Herron points to Dr. Twilley’s testimony that Herron tested positive for
HLA-B27, a protein found in the blood of people with ankylosing spondylitis.
However, the Mayo Clinic, the source Herron cites for information about
ankylosing spondylitis, states that there is no specific lab test to identify ankylosing
spondylitis, the presence of HLA-B27 does not mean a person suffers from
ankylosing spondylitis, and “most people who have the [HLA-B27] gene don’t
have ankylosing spondylitis.” See Diseases and Conditions, Ankylosing
Spondylitis, http://www.mayoclinic.org/diseases-conditions/ankylosing-
spondylitis/basics/tests-diagnosis/con-20019766 (last visited March 18, 2016). In
other words, Herron’s positive HLA-B27 test did not establish that she suffered
from ankylosing spondylitis. Given that Dr.

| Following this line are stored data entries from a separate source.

PR #266, opened 2025-11-12
fix: telemetry fixes

deepanshupal09-datazip:
# Description

This PR fixes telemetry issues, changes include:

- [x] add `test_connection_source` and `test_connection_destination` event in UI
- [x] remove the `sources_updated` and `destination_updated` events being sent at wrong place.
- [x] added version in `job_created` event.
- [x] fix the data being sent in `job_created` event

## Type of change

# How Has This Been Tested?

- [x] Tested the new added event for test_connection in mixpanel
- [x] Tested the whole user flow and check if right events are coming in mix panel with all the correct information

# Screenshots or Recordings

### DIFF
--- a/server/internal/handlers/job.go
+++ b/server/internal/handlers/job.go
@@ -1,7 +1,6 @@
 package handlers
 
 import (
-	"encoding/json"
 	"fmt"
 	"net/http"
 
@@ -380,14 +379,9 @@ func (h *Handler) GetTaskLogs() {
 
 // @router /internal/worker/callback/sync-telemetry [post]
 func (h *Handler) UpdateSyncTelemetry() {
-	var req struct {
-		JobID      int    `json:"job_id"`
-		WorkflowID string `json:"workflow_id"`
-		Event      string `json:"event"`
-	}
-
-	if err := json.Unmarshal(h.Ctx.Input.RequestBody, &req); err != nil {
-		utils.ErrorResponse(&h.Controller, http.StatusBadRequest, "Invalid request format", err)
+	var req dto.UpdateSyncTelemetryRequest
+	if err := UnmarshalAndValidate(h.Ctx.Input.RequestBody, &req); err != nil {
+		utils.ErrorResponse(&h.Controller, http.StatusBadRequest, fmt.Sprintf("failed to validate request: %s", err), err)
 		return
 	}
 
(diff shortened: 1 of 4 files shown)


server/utils/telemetry/job.go
```diff
@@ -27,12 +27,18 @@ func TrackJobCreation(ctx context.Context, job *models.Job) {
...
+			}
 		}
 
 		// Safely add destination properties
 		if job.DestID != nil {
 			properties["destination_type"] = job.DestID.DestType
 			properties["destination_name"] = job.DestID.Name
+			if job.DestID.Version != "" {
+				properties["Destination OLake Version"] = job.DestID.Version
+			}
```
vishalm0509: Here also 👆

ui/src/api/services/destinationService.ts
```diff
@@ -98,17 +100,29 @@ export const destinationService = {
 				//timeout is 0 as test connection takes more time as it needs to connect to the destination
 				{ timeout: 0, disableErrorNotification: true },
 			)
-			return {
+			const result = {
```
vishalm0509: Why new var ? In the catch statement we are not setting variable.

ui/src/api/constants.ts
```diff
@@ -0,0 +1,5 @@
+export const EVENT_TEST_CONNECTION_SOURCE = "test_connection_source"
+export const EVENT_TEST_CONNECTION_DESTINATION = "test_connection_destination"
+export const EVENT_CREATE_JOB_CLICKED = "create_job_clicked"
+export const EVENT_CREATE_SOURCE_CLICKED = "create_source_clicked"
+export const EVENT_CREATE_DESTINATION_CLICKED = "create_destination_clicked"
```
vishalm0509: Can we use enums here or something like this

```ts
export const ANALYTICS_EVENTS = {
  TEST_CONNECTION_SOURCE: "test_connection_source",
  TEST_CONNECTION_DESTINATION: "test_connection_destination",
  CREATE_JOB_CLICKED: "create_job_clicked",
  CREATE_SOURCE_CLICKED: "create_source_clicked",
  CREATE_DESTINATION_CLICKED: "create_destination_clicked",
} as const

export type AnalyticsEvent = typeof ANALYTICS_EVENTS[keyof typeof ANALYTICS_EVENTS]
```

What do you think ? (better or leave it as it is)

vishalm0509 (approved):
LGTM

PR #268, opened 2025-11-18
fix: cursor_field issue and other ui issues

deepanshupal09-datazip:
# Description

This PR fixes several UI issues:

1. default cursor_field not being selected when BFF sends sync mode as "incremental" but has no cursor_field
2. increase timeout for the getJobs, getSources and getDestinations API so that they don't canceled prematurely and show errors
3. fix the issue where sometimes the getClearDestinationStatus API was not being called on Jobs Edit page.
4. fix the issue where cursor still shows as 🚫 for changing Destination DB name in Jobs Edit page.
5. show loading while fetching sources and destinations
6. fix destination table name displayed wrong if user changes the destination db name and switch to some other stream.

## Type of change

# How Has This Been Tested?

- [ ] Scenario A
- [ ] Scenario B

# Screenshots or Recordings

### DIFF
--- a/ui/src/api/services/destinationService.ts
+++ b/ui/src/api/services/destinationService.ts
@@ -6,17 +6,10 @@ import {
 	EntityTestRequest,
 	EntityTestResponse,
 } from "../../types"
-import { getConnectorInLowerCase } from "../../utils/utils"
-
-// TODO: Make it parquet on all places
-const normalizeDestinationType = (type: string): string => {
-	//destination connector typemap
-	const typeMap: Record<string, string> = {
-		"amazon s3": "parquet",
-		"apache iceberg": "iceberg",
-	}
-	return typeMap[type.toLowerCase()] || type.toLowerCase()
-}
+import {
+	getConnectorInLowerCase,
+	normalizeConnectorType,
+} from "../../utils/utils"
 
 export const destinationService = {
 	getDestinations: async () => {
@@ -29,6 +22,7 @@ export const destinationService = {
 				const config = JSON.parse(item.config)
 				return {
 					...item,
+					type: normalizeConnectorType(item.type),
 					config,
 					status: "active",
 				}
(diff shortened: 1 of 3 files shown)


ui/src/modules/jobs/pages/streams/StreamConfiguration.tsx
```diff
@@ -233,16 +235,24 @@ const StreamConfiguration = ({
...
 			}
 		}
 
-		stream.stream.sync_mode = newApiSyncMode
 		onSyncModeChange?.(
 			stream.stream.name,
 			stream.stream.namespace || "",
 			newApiSyncMode,
+			cursorField,
 		)
```
vishalm0509: Do we need to call this in the else block, since in case of `INCREMENTAL` the if block is executed and immediately this block is also executed. Since `SetState` is async, when the second `onSyncModeChange` is called, the `cursorField` can still be undefined sometimes. 


What do you think ?

deepanshupal09-datazip: yes, this should be in separate `else` statement, I will fix that

ui/src/modules/jobs/pages/streams/StreamConfiguration.tsx
```diff
@@ -111,22 +114,23 @@ const StreamConfiguration = ({
...
-			const [, defaultField] = stream.stream.cursor_field.split(":")
-			setFallBackCursorField(defaultField)
+		const { fallback: initialFallbackCursor } =
+			getCursorFieldValues(initialCursorField)
+
+		if (initialFallbackCursor) {
+			setFallBackCursorField(initialFallbackCursor)
 			setShowFallbackSelector(true)
 		} else {
 			setFallBackCursorField("")
```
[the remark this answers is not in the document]
vishalm0509: So do we need to set both the times or just once in the outer block ?
```ts
setFallBackCursorField(initialFallbackCursor)
setFallBackCursorField("")
```

vishalm0509 (approved):
LGTM

PR #273, opened 2025-11-21
chore: guard clear-destination by source version and enforce unique names for jobs/sources/destinations

vishalm0509:
# Description

### **guard clear-destination by source version and enforce unique names for jobs/sources/destinations**

- add a reusable version-compatibility check and use it inside the clear-destination and stream-difference flows so older connectors cannot perform clear-destination or edit-streams.
- expose a single `/project/:projectId/check-unique` API that validates job/source/destination names.
- wire the new endpoint into the UI so source/destination names are checked before submission
- document the new contract, remove the legacy handler/route, and clean up unused DTO/service code

Fixes (None)

## Type of change

- [] Bug fix (non-breaking change which fixes an issue)
- [x] Breaking change (fix or feature that would cause existing functionality to not work as expected)

# How Has This Been Tested?

- [x] Scenario A
exercised job creation, source creation (standalone + job flow), destination creation, stream difference modal
- [ ] Scenario B

# Screenshots or Recordings

### DIFF
--- a/ui/src/modules/jobs/pages/JobCreation.tsx
+++ b/ui/src/modules/jobs/pages/JobCreation.tsx
@@ -322,7 +322,7 @@ const JobCreation: React.FC = () => {
 					ENTITY_TYPES.JOB,
 				)
 				if (!isUnique) return
-				
+
 				//TODO : Job name is disabled once filled and moved to next step , need to be handled later
 				setJobNameFilled(true)
 				setCurrentStep(JOB_CREATION_STEPS.SOURCE)


server/internal/database/job.go
```diff
@@ -173,14 +174,34 @@ func (db *Database) DeleteJob(id int) error {
...
+
+// IsSourceNameUniqueInProject checks if a source name is unique within a project.
+func (db *Database) IsSourceNameUniqueInProject(ctx context.Context, projectID, name string) (bool, error) {
+	return db.IsNameUniqueInProject(ctx, projectID, name, constants.SourceTable)
+}
+
+// IsDestinationNameUniqueInProject checks if a destination name is unique within a project.
+func (db *Database) IsDestinationNameUniqueInProject(ctx context.Context, projectID, name string) (bool, error) {
+	return db.IsNameUniqueInProject(ctx, projectID, name, constants.DestinationTable)
+}
```
vikaxsh: move these to respective files

server/internal/services/etl/utils.go
```diff
@@ -190,3 +192,12 @@ func waitForSyncToStop(ctx context.Context, tempClient *temporal.Temporal, proje
 
 	return nil
 }
+
+// checks the version compatibitlity for clear-destination and stream difference operation
```
vikaxsh:
```suggestion
// checks the version compatibility for clear-destination and stream difference operation
```

ui/src/api/services/destinationService.ts
```diff
@@ -151,4 +151,19 @@ export const destinationService = {
...
 		return response.data
 	},
+
+	checkDestinationNameUnique: async (
+		destinationName: string,
+	): Promise<{ unique: boolean }> => {
+		try {
+			const response = await api.post<{ unique: boolean }>(
+				`${API_CONFIG.ENDPOINTS.PROJECT(API_CONFIG.PROJECT_ID)}/check-unique`,
+				{ name: destinationName, entity_type: "destination" },
```
deepanshupal09-datazip:
```suggestion
				{ name: destinationName, entity_type: ENTITY_TYPES.DESTINATION },
```

Similar to what you did in source and destination service.

ui/src/modules/jobs/pages/JobCreation.tsx
deepanshupal09-datazip: > this is not needed as we can directly show the message returned by backend, just set the `showNotification` flag to be true in the service layer while calling the API like
> 
> ```
> 			const response = await api.post<{ unique: boolean }>(
> 				`${API_CONFIG.ENDPOINTS.PROJECT(API_CONFIG.PROJECT_ID)}/check-unique`,
> 				{ name: destinationName, entity_type: ENTITY_TYPES.DESTINATION },
> 				{ showNotification: true },
> 			)
> ```
> 
> please change this wherever necessary.



please make this change here too.

ui/src/api/services/destinationService.ts
vishalm0509: Done

ui/src/modules/destinations/pages/CreateDestination.tsx
```diff
@@ -378,6 +380,21 @@ const CreateDestination = forwardRef<
...
+			if (isUnique === null) {
+				message.error("Failed to verify destination name uniqueness")
+				return
+			}
+			if (!isUnique) {
+				message.error(
+					"Destination name already exists. Please choose a different name.",
+				)
+				return
+			}
```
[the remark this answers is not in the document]
vishalm0509: In this case it will show success toast also right. We need to show only error toast messages for this API.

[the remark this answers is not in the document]
deepanshupal09-datazip: We should also display the success message returned by the backend, as we do for other API calls. This will keep the behavior consistent across the app.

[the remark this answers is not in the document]
vishalm0509: I mean unique check is internal, we should not show success message for it right. We can only show if it fails. We are not showing for job also.

vikaxsh (approved):

PR #304, opened 2026-01-21
fix: prevent auto-selecting latest version on source edit page

deepanshupal09-datazip:
# Description

This PR fixes a bug where navigating to the Source "Edit" page would incorrectly display the latest available version instead of the actual configured version.

The issue was caused by a race condition in the useEffect hook responsible for fetching available versions. During client-side navigation, the effect would sometimes run before the source data was fully loaded (stale state), causing the "auto-select version" logic to trigger wrongly and overwrite the correct version.

Since the connector type is locked in Edit mode, the auto-select logic was unnecessary. This fix simply removes that logic from `SourceEdit.tsx`and `DestinationEdit.tsx`, ensuring the saved version is always respected.

## Type of change

# How Has This Been Tested?

- [x] Scenario A: Verified that navigating from the Sources/Destinations list to the Edit page correctly preserves and displays the saved version (e.g., v0.3.13) instead of defaulting to the latest.
- [x] Scenario B: Verified that refreshing the Edit page continues to display the correct version.
- [x] Scnario C: Verified that in Job Edit page versions of Source/Destinations are correctly displayed 

# Screenshots or Recordings

### DIFF
--- a/ui/src/modules/destinations/pages/DestinationEdit.tsx
+++ b/ui/src/modules/destinations/pages/DestinationEdit.tsx
@@ -217,14 +217,6 @@ const DestinationEdit: React.FC<DestinationEditProps> = ({
 
 				if (response?.version) {
 					setVersions(response.version)
-
-					// If no version is selected, set the first one as default
-					if (!selectedVersion && response.version.length > 0) {
-						setSelectedVersion(response.version[0])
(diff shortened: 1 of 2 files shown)


vishalm0509 (approved):
LGTM

PR #316, opened 2026-02-10
fix: select default cursor field on init

deepanshupal09-datazip:
# Description

This PR fixes issue when initializing StreamConfiguration, if the default sync mode is 'incremental' and no cursor field is selected, automatically default to the first available cursor field.  

## Type of change

# How Has This Been Tested?

- [x] Tested when default sync mode is "incremental" a default cursor field is selected.

# Screenshots or Recordings


vishalm0509:
Shouldn't the default one be a key ? Right now it's random. Also the test still fails

image

PR #321, opened 2026-02-13
feat: support custom driver version for local testing of olake changes

vishalm0509:
# Description

The goal of this PR is to bridge the gap between development on the olake core (CLI) and the olake-ui. It introduces a `CUSTOM_DRIVER_VERSION` configuration that allows developers to build local driver images and use them immediately in the UI without semantic versioning restrictions.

Twilley’s own treatment notes did not
include a diagnosis (or even a mention) of ankylosing spondylitis after Herron
tested positive for HLA-B27, we do not think the ALJ’s failure to explicitly
address this piece of evidence is reversible error. See Cowart, 662 F.2d at 735
(requiring the ALJ to explain the weight given to only “obviously probative
exhibits”).
In sum, substantial evidence supports the ALJ’s decisions to reject Dr.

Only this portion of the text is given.